1 minute read

infill Anagrams

Where are the “Brisk Wetlands”, and which canal is situated at “a runway end”? - and

why can’t you restore canals that never existed?

Scrambled restorations

Far be it from Navvies to suggest that any of our canal restoration projects are putting things in the wrong order... but... well... this is what happens when you quite literally do that. The following are anagrams of waterway restoration projects, almost all of which WRG volunteers have worked on. Apologies to the restoration groups involved if a few sound a little less than complimentary; on the other hand one or two are particularly apt...

1A runway end

2Red van mower

3Brisk wetlands

4De-rust a trow

5Rubble rot and money snatch

6Ditch feelers

7Cry dead-end, Sabrina

8Bum making arch

9Ancestral

10Clonking top

11Child Life

12North hate

13Tech riches

14Voters

15Sherry and port buns, eww!

16Gnat harm

17Fir fiddle

18Rich warm hutch

19A new ass

20Feral sod Answers next time

The canal that never was?

At the same time as Government department Defra spends a year and a half failing to make its mind up about whether it thinks it’s worth spending money keeping our navigable canal system going at all, despite the many public benefits it undoubtedly provides (see Editorial, pages 4-5), in Scotland and Wales they’re busy restoring one or two which were never navigable in the first place. First there was Cardiff. Impressed by how inner city ‘canal quarters’ have become the latest thing for urban regeneration planners (albeit not always for traditional waterways enthusiasts), Cardiff has decided it wants a canal quarter too. Only problem is that the one navigable canal it had, the Glamorganshire Canal, is so thoroughly buried under the city that nobody’s restoring it...

No problem. There’s a 180-year-old dock water supply feeder ‘canal’ that’s been buried since about 1950, and it’s now being uncovered to form the centrepiece of a regenerated Canal Quarter, making the Welsh capital “look similar to other UK cities like Manchester and Birmingham”.
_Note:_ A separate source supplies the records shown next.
PR #1428, opened 2021-05-10
NDRS-1231: Authenticate validator key in handshake

marc-casperlabs:
This authenticates a peer based on their validator key. Note that #1419 needs to be merged (and this PR rebased) first, for this reason it is still in draft mode.

### DIFF
--- a/node/src/components/small_network.rs
+++ b/node/src/components/small_network.rs
@@ -405,6 +405,7 @@ where
                 peer_addr,
                 public_addr,
                 peer_id,
+                peer_consensus_public_key: _,
                 stream,
             } => {
                 info!("new incoming connection established");
@@ -548,6 +549,7 @@ where
             OutgoingConnection::Established {
                 peer_addr,
                 peer_id,
+                peer_consensus_public_key: _,
                 sink,
             } => {
                 info!("new outgoing connection established");
--- a/node/src/components/small_network.rs
+++ b/node/src/components/small_network.rs
@@ -242,7 +242,7 @@ where
                 let root = cfg.dir();
                 cfg.value()
                     .load_keys(root)
-                    .map(|(secret_key, public_key)| ConsensusKeyPair::new(secret_key, public_key))
+                    .map(|(secret_key, public_key)| ConsensusKeyPair::new(Arc::try_unwrap(secret_key).expect("did not expect additional references on freshly created secret key Arc"), public_key))
             })
             .transpose()
             .map_err(Error::LoadConsensusKeys)?;
--- a/node/src/components/small_network.rs
+++ b/node/src/components/small_network.rs
@@ -237,15 +237,19 @@ where
         }
 
         // If given consensus key configuration, load it for handshake signing.
-        let consensus_keys = consensus_cfg
-            .map(|cfg| {
-                let root = cfg.dir();
-                cfg.value()
-                    .load_keys(root)
-                    .map(|(secret_key, public_key)| ConsensusKeyPair::new(Arc::try_unwrap(secret_key).expect("did not expect additional references on freshly created secret key Arc"), public_key))
-            })
-            .transpose()
-            .map_err(Error::LoadConsensusKeys)?;
+        let consensus_keys =
+            consensus_cfg
+                .map(|cfg| {
+                    let root = cfg.dir();
+                    cfg.value().load_keys(root)
+                })
+                .transpose()
+                .map_err(Error::LoadConsensusKeys)?
+                .map(|(secret_key, public_key)| {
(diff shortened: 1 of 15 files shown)


node/src/components/small_network/message.rs
```diff
@@ -44,6 +44,27 @@ impl<P: Payload> Message<P> {
     }
 }
 
+/// A pair of secret keys used by consensus.
+pub(super) struct ConsensusKeyPair {
+    secret_key: SecretKey,
```
goral09, line 49: IIRC, the intent was to never clone a `SecretKey` but use an `Arc`.

goral09:
Can I ask, why do we need this?

node/src/components/small_network/message.rs
marc-casperlabs: It is not cloned, as the outer structure is providing the `Arc` here. The `struct` itself does not implement `Clone` as well :)

goral09: But you do pass `SecretKey` to the constructor, not `Arc`. So it has to be moved into this struct – which means it's either forgotten on the caller end or it's cloned, isn't that right?

marc-casperlabs: That depends on the compiler. It is moved, but whether or not that copies it from stack to heap here is not for us to specify.

I did notice that there have been some changes to how this is handled in `dev`, let's re-examine it after I have finished rebasing.

marc-casperlabs:
The PR has been rebased and is now ready for review.

node/src/components/small_network/message.rs
marc-casperlabs: Done. So the question remains if we want to be strict and move all responsibility of creating a heap-only copy into the `Loadable` impl of `Arc<SecretKey>`.

If that's the case, then it would be correct for `ConsensusKeyPair` to hold an `Arc<SecretKey>`.

On the other hand, I think the preferable alternative would be to alter `SecretKey` itself to always use the heap and security features instead, as that would make it impossible to construct stack-allocated keys at all. Otherwise we are relying on convention instead of types ("always use an `Arc` around `SecretKey`").

afck: So we actually _do_ end up with multiple copies in memory here, because we call `load_keys` twice, right?
I don't think that's an issue, but if it is, `load_keys` itself could memoize it the first time, and then only clone the `Arc`.

afck (approved):

node/src/components/small_network/message.rs
marc-casperlabs: That's fair, but I imagine the logic would be somewhat complicated, as we would have to ensure not to load the same key twice. Is that worth the effort right now? I feel it'd be better spent in a follow-up item, implementing a secure conclave for the key?

afck: I agree, I think it's fine as it is. :+1:

node/src/components/small_network.rs
```diff
@@ -232,6 +236,17 @@ where
             public_addr.set_port(local_addr.port());
         }
 
+        // If given consensus key configuration, load it for handshake signing.
+        let consensus_keys = consensus_cfg
+            .map(|cfg| {
+                let root = cfg.dir();
+                cfg.value()
+                    .load_keys(root)
+                    .map(|(secret_key, public_key)| ConsensusKeyPair::new(Arc::try_unwrap(secret_key).expect("did not expect additional references on freshly created secret key Arc"), public_key))
```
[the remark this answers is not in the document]
marc-casperlabs: There's no clean way to tame this monstrosity other than splitting it up, I think, so that's what I'll do :)

node/src/components/small_network.rs
```diff
@@ -237,15 +237,19 @@ where
...
+                .map(|cfg| {
+                    let root = cfg.dir();
+                    cfg.value().load_keys(root)
+                })
+                .transpose()
+                .map_err(Error::LoadConsensusKeys)?
+                .map(|(secret_key, public_key)| {
+                    ConsensusKeyPair::new(Arc::try_unwrap(secret_key).expect(
+                    "did not expect additional references on freshly created secret key Arc",
+                ), public_key)
```
afck, line 251:
```suggestion
                        "did not expect additional references on freshly created secret key Arc",
                    ), public_key)
```
(…or is this how rustfmt did it?)

afck (approved):

node/src/components/small_network.rs
marc-casperlabs: I'll double check :)

marc-casperlabs: It seems `rustfmt` has been waving the white flag facing this one. I manually improved the formatting.

afck (approved):

PR #1447, opened 2021-05-14
Persist event stream event index

### LINKED ISSUE #1417: Avoid restarting event stream event ID from 0 on each restart
Currently, the event stream indexes every event it produces.  The numbering starts at 0 and increases by 1 for every subsequent event.  However, if the node stops and restarts (which it would do e.g. during an upgrade) then the numbering starts from 0 again.

We want to persist the indexing and on the restart, continue from where we left off.

Fraser999:
This PR provides the SSE server with a persistent cache for the last event index.  On dropping the server, the value is written to a file and read on starting.

The same folder used by the storage component is used for holding this file.  This has the advantage of not requiring any change to the config file type, and also restricts the number of locations the app will write to while running.

As well as the provided unit tests, I verified this works as expected by running an nctl upgrade test and asserting that the event indices were persisted across the upgrade by all nodes.

Closes #1417

### DIFF
--- a/node/src/components/event_stream_server.rs
+++ b/node/src/components/event_stream_server.rs
@@ -22,10 +22,11 @@
 
 mod config;
 mod event;
+mod event_indexer;
 mod http_server;
 mod sse_server;
 
-use std::{convert::Infallible, fmt::Debug};
+use std::{convert::Infallible, fmt::Debug, path::PathBuf};
 
 use datasize::DataSize;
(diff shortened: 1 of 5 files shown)


marc-casperlabs (approved):
Looks good to me for now :)

EdHastingsCasperLabs (approved):

Fraser999:
bors merge

PR #1464, opened 2021-05-20
EE-1217: add initial support for `get_call_stack`

henrytill:


execution_engine_testing/tests/src/test/regression/mod.rs
```diff
@@ -24,7 +25,6 @@ mod ee_550;
 mod ee_572;
 mod ee_584;
 mod ee_597;
-mod ee_598;
```
henrytill, line 27: Note that we've disabled the EE-598 regression for the moment, as it uses proxy contract in a way that no longer works with the current checks.  

A fix will follow...

dwerner:
This is passing the upgrade test:

https://gist.github.com/dwerner/eade3ce34f71788c8122b0b66c88cba2

EdHastingsCasperLabs (approved):

goral09:
Hey Henry, can you include the description of that new function? Or link a GH/ZenHub issue that describes it?

henrytill:
Converting back to a draft after realizing it would be more useful to include contract hash rather than contract wasm hash in the `Contract` variant.

henrytill:
closed in favor of #1627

Not to be outdone, Scotland is following with the Perth Canal, actually a mill stream with a short length where small boats once offloaded coal from bigger craft out on the Tay, and which was covered over in 1802, is proposed for ‘reopening’. The city’s Provost said it would make a transformation as great as the Dutch city of Utrecht which recently dug up a 1970s motorway and put back the canal which had existed there before.

Where next?

And finally...

If you’re dragging rubbish out of the BCN, or digging silt out of some long derelict lock, spare a thought for those in Wisconsin, where a recent fire in a canalside dairy led to a river of melted butter which spread (sorry!) to the adjacent historic Portage Canal and set.

Is that how Butterley Tunnel got its name?